The Stonington Cook Book. Published by the Young People’s Society of Christian Endeavor of the Second Congregational Church of Stonington, Conn.

[Stonington, Conn.]; New London, Conn. [The Church]; [Printed by] Bingham Paper Box Co., Printers, 1911.

Small octavo (20 x 13.5 cm.), 90, [ii] pages. Advertisements. Photographic illustration of the Church on frontispiece. “Contents” is actually an index. Evident FIRST EDITION. An instance of a church cookbook undertaken on behalf of a local Christian Endeavor Society; with more than three hundred attributed recipes. Includes: Cream of Lima Bean Soup, Bon-Ton Oysters, Stewed Mushrooms, Fried Squash, Tomato Salad (with peanuts), Sour Milk Rusk, Berry Tea Cake, Lemon Raisin Pie, Quince Pie, Cranberry Pudding, Rhubarb Tapioca, Marshmallow Tortoni, Pear Marmalade, Orange Nut Squares. There is also a brief chapter dedicated to fireless cookery. ~ The Road Meetinghouse (First Congregational Church) of Stonington, in the southeastern corner of Connecticut, was established under British rule in 1674, at a time when such congregations identified simply as the Church of Christ.
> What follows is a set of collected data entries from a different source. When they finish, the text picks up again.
PR #1052, opened 2017-09-08
travis: run the same tests in python2/3

stlaz:
We missed running some tests in python3

------------

When meddling with the Travis CI settings, I noticed that we still don't run all the tests in both Python versions. I wish I noticed earlier.

### DIFF
--- a/ipatests/test_xmlrpc/tracker/certmapdata.py
+++ b/ipatests/test_xmlrpc/tracker/certmapdata.py
@@ -1,6 +1,8 @@
 #
 # Copyright (C) 2015  FreeIPA Contributors see COPYING for license
 #
+import base64
+
 from cryptography import x509
 from cryptography.hazmat.backends import default_backend
 from nose.tools import assert_raises
@@ -50,11 +52,9 @@ class CertmapdataMixin(object):
                     certs = [certs]
 
             for cert in certs:
-                cert = x509.load_pem_x509_certificate(
-                    (b'-----BEGIN CERTIFICATE-----\n'
-                     b'{}-----END CERTIFICATE-----\n'
-                     .format(cert)),
-                    default_backend()
+                cert = x509.load_der_x509_certificate(
+                    base64.b64decode(cert),
+                    backend=default_backend()
                 )
                 issuer = DN(cert.issuer).x500_text()
                 subject = DN(cert.subject).x500_text()
--- a/.travis.yml
+++ b/.travis.yml
@@ -35,67 +35,19 @@ env:
         - TASK_TO_RUN="run-tests"
           PYTHON=/usr/bin/python3
           TEST_RUNNER_CONFIG=".test_runner_config_py3_temp.yaml"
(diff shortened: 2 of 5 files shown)


stlaz:
I need to add some builds to our copr repo but I'd like to sort out some infrastructure matters first, namely I'd like to remove Fedora 25 from our PR CI environment.

ipatests/test_xmlrpc/tracker/certmapdata.py
```diff
@@ -50,11 +52,9 @@ def _data_from_options(self, **options):
                     certs = [certs]
 
             for cert in certs:
-                cert = x509.load_pem_x509_certificate(
-                    (b'-----BEGIN CERTIFICATE-----\n'
-                     b'{}-----END CERTIFICATE-----\n'
-                     .format(cert)),
-                    default_backend()
+                cert = x509.load_der_x509_certificate(
```
flo-renaud: The cert is built with a PEM format in ipatests/test_xmlrpc/test_certmap_plugin.py, line 148:  u'certificate': (u'MIICwzCCAau...'), so you probably don't need this change.

stlaz: In that case I would not understand why it was previously built like that. I can try to load `cert` as PEM right away, but applying `.format()` on bytes won't work so at least minor change is needed.

stlaz:
We're blocked by https://bugzilla.redhat.com/show_bug.cgi?id=1491137.

ipatests/test_xmlrpc/tracker/certmapdata.py
stlaz: Hmm, I see you write `u'certificate': (u'MIICwzCCAau...'),`. That, however, is not a PEM formatted cert AFAIK because it's missing the required header/footer. It's just a base64-encoded DER cert.

Do you propose not to convert the cert to cryptography `Certificate` at all? I suppose that as well might work.

stlaz:
Alexander helped with the samba issue and we are now unblocked :)

ipatests/test_xmlrpc/tracker/certmapdata.py
flo-renaud: Hi @stlaz,
I had missed the point about format() on bytes, sorry about that. You are right, your proposal from the PR should work (ie apply base64.d64decode).

flo-renaud:
Hi @stlaz 
thank you, works for me.

stlaz:
@flo-renaud Thank you!

I just realized when pushing that Martin Basti had an old ticket at his commit so I fixed it, the code was not changed.

stlaz:
master:

* 436d2de456c14c869c9970fb53c2931c7c8e67c8 ldap2: don't use decode() on str instance
* c8161fc40cf0ec38612bc346097d6a93972ba032 certmap testing: fix wrong cert construction
* 8be28145bf763ff8dfcf4d03cbd9b196d4482755 py3: set samba dependencies
* 537690ae44b5187721b518b7e304d2abe4fa619c travis: run the same tests in python2/3

PR #1056, opened 2017-09-11
Remove temporary workaround for Travis CI

stlaz:
Once Travis fixes their issue/will post resolution, we can remove the workaround.


stlaz:
https://github.com/travis-ci/travis-ci/issues/8363 is the possible cause of these failures.

tiran:
#1303 addresses the issue in master, 4.6 and 4.5.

A permanent structure was erected in the 1720s and the pastoral chain persisted for a century, despite divisions characteristic of Congregationalist governance, until a contingent of members seceded, in 1833, to establish Second Congregational in a part of town called The Borough that projects into Little Narragansett Bay. In 1950, the modest church with its historic Hook & Hastings pipe organ and squared-off clock tower on Main Street, built in 1834, united with First Baptist Church to form the dually-aligned United Church of Stonington. (The Baptist Church was later sold and converted into a private residence and art gallery.) ~ The Young People’s Society of Christian Endeavor was founded in 1881 in Portland, Maine by the pastor of Williston Congregational Church, Francis Edward Clark (1851-1927). A Congregationalist effort to encourage youth of Christian families “to increase their mutual acquaintanceship,” Christian Endeavor disseminated publications, devised fellowship programs, and organized events. The rapidity of its rise can fairly be described as phenomenal: by the end of the first decade of the twentieth century, when The Stonington Cook Book appeared, there were more than seventy thousand local societies in North America with more than three-and-one-half million members. ~ Stapled in green wrappers, titled in black, with original black cloth tape along the back. Fine. [OCLC locates five copies; Cook, page 46; in neither Brown nor Cagle].